* _What you will do_
Identify all lines below that hold "sourceignore" and collect them.

* _Collected data_

- - - -

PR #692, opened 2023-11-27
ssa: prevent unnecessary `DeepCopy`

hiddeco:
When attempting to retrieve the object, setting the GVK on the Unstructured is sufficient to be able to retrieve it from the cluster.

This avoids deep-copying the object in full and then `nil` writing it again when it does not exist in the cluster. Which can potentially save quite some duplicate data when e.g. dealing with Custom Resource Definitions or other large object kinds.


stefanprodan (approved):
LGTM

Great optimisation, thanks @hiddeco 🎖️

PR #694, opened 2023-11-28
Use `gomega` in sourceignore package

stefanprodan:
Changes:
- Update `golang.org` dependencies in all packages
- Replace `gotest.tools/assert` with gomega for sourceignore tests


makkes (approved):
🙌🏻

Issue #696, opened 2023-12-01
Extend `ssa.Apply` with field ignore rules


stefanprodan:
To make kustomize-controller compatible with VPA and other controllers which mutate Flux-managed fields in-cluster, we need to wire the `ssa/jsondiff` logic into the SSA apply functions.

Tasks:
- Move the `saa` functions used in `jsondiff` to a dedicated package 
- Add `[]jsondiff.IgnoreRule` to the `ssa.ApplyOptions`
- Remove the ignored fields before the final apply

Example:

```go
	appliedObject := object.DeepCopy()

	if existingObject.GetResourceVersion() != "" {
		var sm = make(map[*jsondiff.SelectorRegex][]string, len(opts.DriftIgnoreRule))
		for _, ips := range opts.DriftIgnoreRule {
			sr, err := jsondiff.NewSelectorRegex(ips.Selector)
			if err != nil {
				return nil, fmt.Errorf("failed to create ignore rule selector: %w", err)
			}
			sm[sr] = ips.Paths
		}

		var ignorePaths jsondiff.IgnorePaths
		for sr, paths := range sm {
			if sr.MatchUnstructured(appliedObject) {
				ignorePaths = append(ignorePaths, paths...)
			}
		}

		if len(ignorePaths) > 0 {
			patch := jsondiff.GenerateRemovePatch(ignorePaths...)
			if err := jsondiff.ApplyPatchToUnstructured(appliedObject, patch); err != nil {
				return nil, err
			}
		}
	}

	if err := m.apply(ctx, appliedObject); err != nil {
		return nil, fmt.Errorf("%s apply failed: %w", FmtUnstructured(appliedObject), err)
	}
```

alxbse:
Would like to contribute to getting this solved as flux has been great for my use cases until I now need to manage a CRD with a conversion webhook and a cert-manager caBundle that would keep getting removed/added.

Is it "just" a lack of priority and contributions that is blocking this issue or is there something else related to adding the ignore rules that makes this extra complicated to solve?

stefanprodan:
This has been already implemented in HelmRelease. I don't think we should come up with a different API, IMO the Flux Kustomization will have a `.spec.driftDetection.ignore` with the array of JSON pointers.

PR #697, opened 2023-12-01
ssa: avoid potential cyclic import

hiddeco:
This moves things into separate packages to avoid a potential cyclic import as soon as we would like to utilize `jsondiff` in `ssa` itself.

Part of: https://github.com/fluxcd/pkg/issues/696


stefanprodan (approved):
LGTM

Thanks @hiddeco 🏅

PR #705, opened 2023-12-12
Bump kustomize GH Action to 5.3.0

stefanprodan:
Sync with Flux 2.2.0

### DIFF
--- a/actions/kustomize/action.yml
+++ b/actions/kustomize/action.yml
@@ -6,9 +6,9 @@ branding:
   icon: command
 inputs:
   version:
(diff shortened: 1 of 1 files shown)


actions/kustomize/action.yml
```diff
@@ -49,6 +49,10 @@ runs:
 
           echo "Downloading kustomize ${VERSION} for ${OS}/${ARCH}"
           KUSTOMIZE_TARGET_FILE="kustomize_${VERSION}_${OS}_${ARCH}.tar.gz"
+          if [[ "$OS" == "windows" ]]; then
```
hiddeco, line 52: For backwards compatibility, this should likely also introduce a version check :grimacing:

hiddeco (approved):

- - - -

* _Result for this task_
Use `gomega` in sourceignore package
- Replace `gotest.tools/assert` with gomega for sourceignore tests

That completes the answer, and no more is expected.